[The problem]: Would you give the data below back exactly as it reads?

[Dataset entries]:
PR #897, opened 2022-12-08
Enhancement: Add a quick run button and custom run buttons to the deployments table

marichka-offen:
This PR extract Quick Run and Custom Run deployment overflow items into separate reusable components. I added both buttons back to the Deployment page header (RunMenu and 3-dot menu for small screens) and to the Deployments table 3-dot menu.

Screenshot 2022-12-08 at 12 23 20 PM
Screenshot 2022-12-08 at 12 23 05 PM
Screenshot 2022-12-08 at 12 22 33 PM

Closes https://github.com/PrefectHQ/orion-design/issues/737


src/components/DeploymentCustomRunLink.vue
```diff
@@ -0,0 +1,19 @@
+<template>
```
znicholasbrown, line 1: Can we rename this component to something like `DeploymentCustomRunOverflowMenuItem`? I think that better captures the view layer responsibility

src/components/DeploymentCustomRunLink.vue
```diff
@@ -0,0 +1,19 @@
...
+  <router-link :to="routes.deploymentFlowRunCreate(deploymentId)">
+    <p-overflow-menu-item class="run-menu__overflow-menu-item">
```
znicholasbrown, line 3:
```suggestion
    <p-overflow-menu-item>
```
This class isn't needed (and was incorrect)

src/components/DeploymentQuickRun.vue
```diff
@@ -0,0 +1,42 @@
+<template>
+  <p-overflow-menu-item class="run-menu__overflow-menu-item" @click="run">
```
znicholasbrown, line 2:
```suggestion
  <p-overflow-menu-item @click="run">
```
This class isn't needed (and was incorrect)

src/components/DeploymentQuickRun.vue
```diff
@@ -0,0 +1,42 @@
+<template>
```
znicholasbrown, line 1: Same comment as above - can we rename this to something like `DeploymentQuickRunOverflowMenuItem`?

znicholasbrown (commented):
Just a few small requests @marichka-offen

src/components/DeploymentQuickRun.vue
pleek91: +1

src/components/DeploymentQuickRunOverflowMenuItem.vue
```diff
@@ -0,0 +1,42 @@
...
+  import { showToast } from '@prefecthq/prefect-design'
+  import { h } from 'vue'
+  import { useRouter } from 'vue-router'
+  import ToastFlowRunCreate from './ToastFlowRunCreate.vue'
+  import { useWorkspaceApi, useWorkspaceRoutes } from '@/compositions'
+  import { localization } from '@/localization'
+  import { Deployment } from '@/models'
+
+  const props = defineProps<{
+    deployment: Deployment,
```
pleek91, line 19: You're only using the id in this component so I would accept just the `deploymentId` similar to the other menu item.

src/components/PageHeadingDeployment.vue
```diff
@@ -3,32 +3,23 @@
...
-          <div class="page-heading-deployment__run-menu-item">
-            <router-link :to="routes.deploymentFlowRunCreate(deployment.id)">
-              <p-overflow-menu-item>
-                Run
-              </p-overflow-menu-item>
-            </router-link>
-          </div>
+        <template v-if="can.run.deployment && !media.sm" #additional-items>
+          <DeploymentQuickRunOverflowMenuItem :deployment="deployment" />
+          <DeploymentCustomRunOverflowMenuItem :deployment-id="deployment.id" />
```
pleek91, line 11: Can we adopt the `showAll` pattern from FlowRunMenu for the deployment menu as well? That way the DeploymentMenu has all its menu items and there's just a toggle to set if you want the full menu or just the concise menu.

pleek91 (commented):
This is looking really good!

src/components/PageHeadingDeployment.vue
marichka-offen: Totally space out on that, it simplified everything so much!

pleek91: Nice!

src/components/DeploymentQuickRunOverflowMenuItem.vue
```diff
@@ -0,0 +1,41 @@
...
+          type: 'scheduled',
+          message: 'Run from the Prefect UI with defaults',
+        },
+      })
+
+      const toastMessage = h(ToastFlowRunCreate, { flowRun, flowRunRoute: routes.flowRun, router, immediate: true })
+      showToast(toastMessage, 'success')
+    } catch (error) {
+      showToast(localization.error.scheduleFlowRun, 'error')
+      console.warn(error)
```
pleek91, line 38: We should always log errors as errors to the console. Warnings should be reserved for something that didn't fail per say but might not be what the developer intended. 

```suggestion
      console.error(error)
```

pleek91 (approved):
One last thing then this LGTM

[Answer]:
PR #897, opened 2022-12-08
Enhancement: Add a quick run button and custom run buttons to the deployments table

marichka-offen:
This PR extract Quick Run and Custom Run deployment overflow items into separate reusable components. I added both buttons back to the Deployment page header (RunMenu and 3-dot menu for small screens) and to the Deployments table 3-dot menu.

Screenshot 2022-12-08 at 12 23 20 PM
Screenshot 2022-12-08 at 12 23 05 PM
Screenshot 2022-12-08 at 12 22 33 PM

Closes https://github.com/PrefectHQ/orion-design/issues/737


src/components/DeploymentCustomRunLink.vue
```diff
@@ -0,0 +1,19 @@
+<template>
```
znicholasbrown, line 1: Can we rename this component to something like `DeploymentCustomRunOverflowMenuItem`? I think that better captures the view layer responsibility

src/components/DeploymentCustomRunLink.vue
```diff
@@ -0,0 +1,19 @@
...
+  <router-link :to="routes.deploymentFlowRunCreate(deploymentId)">
+    <p-overflow-menu-item class="run-menu__overflow-menu-item">
```
znicholasbrown, line 3:
```suggestion
    <p-overflow-menu-item>
```
This class isn't needed (and was incorrect)

src/components/DeploymentQuickRun.vue
```diff
@@ -0,0 +1,42 @@
+<template>
+  <p-overflow-menu-item class="run-menu__overflow-menu-item" @click="run">
```
znicholasbrown, line 2:
```suggestion
  <p-overflow-menu-item @click="run">
```
This class isn't needed (and was incorrect)

src/components/DeploymentQuickRun.vue
```diff
@@ -0,0 +1,42 @@
+<template>
```
znicholasbrown, line 1: Same comment as above - can we rename this to something like `DeploymentQuickRunOverflowMenuItem`?

znicholasbrown (commented):
Just a few small requests @marichka-offen

src/components/DeploymentQuickRun.vue
pleek91: +1

src/components/DeploymentQuickRunOverflowMenuItem.vue
```diff
@@ -0,0 +1,42 @@
...
+  import { showToast } from '@prefecthq/prefect-design'
+  import { h } from 'vue'
+  import { useRouter } from 'vue-router'
+  import ToastFlowRunCreate from './ToastFlowRunCreate.vue'
+  import { useWorkspaceApi, useWorkspaceRoutes } from '@/compositions'
+  import { localization } from '@/localization'
+  import { Deployment } from '@/models'
+
+  const props = defineProps<{
+    deployment: Deployment,
```
pleek91, line 19: You're only using the id in this component so I would accept just the `deploymentId` similar to the other menu item.

src/components/PageHeadingDeployment.vue
```diff
@@ -3,32 +3,23 @@
...
-          <div class="page-heading-deployment__run-menu-item">
-            <router-link :to="routes.deploymentFlowRunCreate(deployment.id)">
-              <p-overflow-menu-item>
-                Run
-              </p-overflow-menu-item>
-            </router-link>
-          </div>
+        <template v-if="can.run.deployment && !media.sm" #additional-items>
+          <DeploymentQuickRunOverflowMenuItem :deployment="deployment" />
+          <DeploymentCustomRunOverflowMenuItem :deployment-id="deployment.id" />
```
pleek91, line 11: Can we adopt the `showAll` pattern from FlowRunMenu for the deployment menu as well? That way the DeploymentMenu has all its menu items and there's just a toggle to set if you want the full menu or just the concise menu.

pleek91 (commented):
This is looking really good!

src/components/PageHeadingDeployment.vue
marichka-offen: Totally space out on that, it simplified everything so much!

pleek91: Nice!

src/components/DeploymentQuickRunOverflowMenuItem.vue
```diff
@@ -0,0 +1,41 @@
...
+          type: 'scheduled',
+          message: 'Run from the Prefect UI with defaults',
+        },
+      })
+
+      const toastMessage = h(ToastFlowRunCreate, { flowRun, flowRunRoute: routes.flowRun, router, immediate: true })
+      showToast(toastMessage, 'success')
+    } catch (error) {
+      showToast(localization.error.scheduleFlowRun, 'error')
+      console.warn(error)
```
pleek91, line 38: We should always log errors as errors to the console. Warnings should be reserved for something that didn't fail per say but might not be what the developer intended. 

```suggestion
      console.error(error)
```

pleek91 (approved):
One last thing then this LGTM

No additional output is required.